EXERCISE DATA:
PR #7240, opened 2023-09-06
Use service user for role assignment and autoprovisioning

rhafer:
This gets us a rid of the need to configure the reva jwt secret in the proxy. Also we no longer need to fake an internal admin user for autoprovsioning user and/or assigning the roles to users from oidc claims.


services/proxy/pkg/user/backend/cs3.go
```diff
@@ -145,13 +145,25 @@ func (c *cs3backend) Authenticate(ctx context.Context, username string, password
...
 // function will just return the existing user.
 func (c *cs3backend) CreateUserFromClaims(ctx context.Context, claims map[string]interface{}) (*cs3.User, error) {
+	gatewayClient, err := c.gatewaySelector.Next()
+	if err != nil {
+		c.logger.Error().Err(err).Msg("could not select next gateway client")
+		return nil, err
+	}
 	newctx := context.Background()
-	token, err := c.autoProvsionCreator.GetAutoProvisionAdminToken(newctx)
+	authRes, err := gatewayClient.Authenticate(ctx, &gateway.AuthenticateRequest{
```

EXERCISE BRIEF: Repeat each record verbatim.

YOUR RESPONSE:
PR #7240, opened 2023-09-06
Use service user for role assignment and autoprovisioning

rhafer:
This gets us a rid of the need to configure the reva jwt secret in the proxy. Also we no longer need to fake an internal admin user for autoprovsioning user and/or assigning the roles to users from oidc claims.


services/proxy/pkg/user/backend/cs3.go
```diff
@@ -145,13 +145,25 @@ func (c *cs3backend) Authenticate(ctx context.Context, username string, password
...
 // function will just return the existing user.
 func (c *cs3backend) CreateUserFromClaims(ctx context.Context, claims map[string]interface{}) (*cs3.User, error) {
+	gatewayClient, err := c.gatewaySelector.Next()
+	if err != nil {
+		c.logger.Error().Err(err).Msg("could not select next gateway client")
+		return nil, err
+	}
 	newctx := context.Background()
-	token, err := c.autoProvsionCreator.GetAutoProvisionAdminToken(newctx)
+	authRes, err := gatewayClient.Authenticate(ctx, &gateway.AuthenticateRequest{
```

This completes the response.